Song by G-Dragon

from the album Heartbreaker
- Released: August 18, 2009
- Recorded: 2009
- Genre: Dance-pop; electrohop; post-disco; R&B;
- Length: 3:43
- Label: YG Entertainment
- Songwriters: G-Dragon; Jimmy Thörnfeldt;

Music video
- "Breathe" on YouTube

= Breathe (G-Dragon song) =

"Breathe" is a song by South Korean rapper G-Dragon from his debut album, Heartbreaker (2007). A music video for the song was released on September 21, 2009. While the song did not chart as high as the album's title track, it still reached the top 20 of the Korean music chart.

==Release==
Amid controversy of the singer's previous single being accused of plagiarism, G-Dragon quickly released the music video for "Breathe" to promote his album.

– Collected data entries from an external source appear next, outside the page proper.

PR #3421, opened 2023-01-31
Add custom-gc stub for ReadMemStats

anuraaga:
Missed this one since normal memory allocator operations don't touch it, but `tinygo test` does always use it


dgryski (approved):
LGTM

deadprogram:
Thank you for the addition @anuraaga and to @dgryski for review. Now merging.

The song managed to chart within the Top 20 of the Korean music chart. The lyrics, which portray the singer not wanting to wake up from a dream, was complimented by a writer for the Newsen as "strong" and "impressive."

==Music video==
Similar to "Heartbreaker"s music video, "Breathe" showcased the singer dancing against a white backdrop. The video itself was given a 20-second teaser at the end of "Heartbreaker"s music video before its official release. At the end of the music video, a short teaser of his next song "A Boy" is shown. The video has drawn over 14 million views on YouTube.

==Controversy==
While performing the song "Breathe" at his Shine a Light concert, G-Dragon was alleged to have "made sexually provocative gestures" when he reportedly grinded against his dancer against a propped-up bed. The Korean Ministry of Health, Welfare and Family Affairs later asked the government prosecutors to investigate if G-Dragon or YG Entertainment violated laws on obscene performances at his concert. He was found innocent and was cleared of all charges on March 15, 2010.